Pharmacologically distinct presynaptic calcium channels in cerebellar excitatory and inhibitory synapses.

We have used whole-cell patch clamp recordings and pharmacological blockers of Ca channels to compare the pharmacology of Ca channels that mediate synaptic transmission at the three types of synapses innervating Purkinje cells in rat cerebellar slices. Both parallel fiber and climbing fiber excitatory synapses were sensitive to the P-type Ca channel blocker, omega-AgaIVA and the P/Q/N-type channel blocker, omega-conotoxin MVIIC. Transmission at inhibitory interneuronal synapses was not suppressed by these toxins, or by the N-type (omega-conotoxins GVIA and MVIIA) or L-type (nimodipine) channel blockers.

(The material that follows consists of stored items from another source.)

PR #5943, opened 2024-08-06
Improve error message if clang is not installed

KucicM:
Current error message is `FileNotFoundError: [Errno 2] No such file or directory: 'clang'`

### DIFF
--- a/tinygrad/runtime/ops_clang.py
+++ b/tinygrad/runtime/ops_clang.py
@@ -12,7 +12,7 @@ class ClangCompiler(Compiler):
                                '-o', str(output_file.name)], input=src.encode('utf-8'))
         return pathlib.Path(output_file.name).read_bytes()
     except FileNotFoundError as e:
-      if shutil.which('clang'): raise Exception('clang not installed')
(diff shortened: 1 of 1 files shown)


geohot:
This is slow, I'd rather catch the error and provide a way to fix it

KucicM:
Added try/except around compile, but I'm not sure what do you mean by `provide a way to fix it.` 
Should message be something like `clang not installed. run: sudo apt install clang to fix it`?

geohot:
Looking at it, I'm not sure we need this complexity. File not found 'clang' is a pretty clear error

wmuron:
>  File not found 'clang' is a pretty clear error

I wanted to try out the library, since I am following this project for some time now, and still didn't have a chance to give it a try.

The first experience when trying to run a simplest hello world in tinygrad is getting a wall of exceptions, and vague message `FileNotFoundError [Errno 2] No such file or directory: 'clang'`. I can understand that it's self-explanatory, but from a user perspective it's a bit harsh starting point, IMO.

Inhibitory transmission could be inhibited by Ni2+ and amiloride, but only at concentrations (IC50 approximately 300 microM) that affect other types of Ca channels. These results indicate that excitatory and inhibitory presynaptic terminals of the cerebellar cortex possess different types of voltage-gated Ca channels. The excitatory terminals contain P-type, Q-type and N-type Ca channels, with P-type channels playing the most prominent role. The inhibitory terminals possess quite different type(s) of Ca channel. The heterogeneous distribution of Ca channel types should impart unique properties to transmitter release from the excitatory and inhibitory terminals.